«Femmes invisibles, leurs mots contre la violence », de Smaïn Laacher

Elles s’épanchent rarement ces jeunes filles ou ces femmes qui vivent difficilement leur condition féminine dans leur foyer naturel, choisi ou imposé dans le cadre d’un mariage forcé.
L’auteur de ce livre, chercheur au Centre d’études des mouvements sociaux nous présente les résultats d’une enquête minutieuse sur les violences familiales et conjugales faites aux femmes étrangères ou issues de l’immigration.
Il s’appuie sur l’étude de centaines de fiches téléphoniques et de lettres adressées à deux associations, différentes dans leur fonctionnement : « Voix de Femmes » et « Ni Putes ni Soumises ».De nombreux témoignages reproduits dans cette oeuvre illustrent le propos de l’auteur et montrent clairement que le combat difficile que mène ces femmes n’est ni contre la religion, ni contre la condition de la femme immigrée mais pour le respect de leur droit de vivre libres.

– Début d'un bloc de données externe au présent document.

PR #1636, opened 2026-07-21
Enterprise revisions

maribedran:
## One-line summary

CMS and CSS revisions for the Enterprise pages

- Only validate the Contact Page's slug when publishing the page
  - The current draft page on production doesn't allow the user to see the preview because of the validation error caused by the slug. That slug will only be fixed once the pages are ready to be published. Since we only need the live page to respect the slug rules, the check was moved to the publish action instead of running on every call to `.clean()`
- Add the `PageThemeMixin` to the Contact Page
- Create fixtures for the Enterprise pages and their custom Navigation Snippet
- Fix layout issues with the banner component

## Issue / Bugzilla link

https://mozilla-hub.atlassian.net/browse/WT-1485

## Testing

Run `./manage.py load_page_fixtures` and check the pages:
- http://localhost:8000/en-US/flare-docs/sample-pages/enterprise/
- http://localhost:8000/en-US/flare-docs/sample-pages/enterprise/product/
- http://localhost:8000/en-US/flare-docs/sample-pages/enterprise/support/
- http://localhost:8000/en-US/flare-docs/sample-pages/enterprise/contact/
- http://localhost:8000/en-US/flare-docs/sample-pages/enterprise/download/


springfield/cms/models/pages.py
```diff
@@ -2017,9 +2018,36 @@ def __str__(self):
...
+        # `action-publish` is present in the POST data when the editor clicks
+        # "Publish". Draft saves and "Submit for moderation" omit it, so they
+        # skip this check.
+        is_publishing = "action-publish" in self.data
+        slug = cleaned_data.get("slug")
+        if is_publishing and slug and settings.PROD:
+            parent = self.parent_page or self.instance.get_parent()
+            path = parent.url_path + slug + "/" if parent else "/" + slug + "/"
+            # Using .search() instead of .match() because paths will often start with /home/parent/child/
+            if not any(re.search(allowed_path, path) for allowed_path in settings.CONTACT_PAGE_ALLOWED_PATHS):
```
stevejalim, line 2040: @maribedran I still need to make the WAF change to allow the wildcard path on landing/*/get/ -- are you expecting that to be in production already?

stevejalim (approved):
Backend r+wc

springfield/cms/models/pages.py
maribedran: We'll need `/enterprise/contact/` for production for the Enterprise launch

Alors que certains cherchent à distinguer l’espace privé de l’espace public, l’auteur s’insurge contre les violences physiques et psychologiques dans l’espace familial, souvent ignorées ou niées par ceux et celles qui pratiquent une forme de racisme inversé qui consiste à minorer voire nier la souffrance de certaines femmes de milieux sociaux défavorisés.
« L’immigration et ses conséquences démographiques ne sont pas seulement affaire d’intégration, de traditions, de modernité, de religion, de discrimination, etc. L’immigration, les géniteurs comme leurs enfants, a partie liée aussi aux processus d’institutionnalisation d’un sens commun ».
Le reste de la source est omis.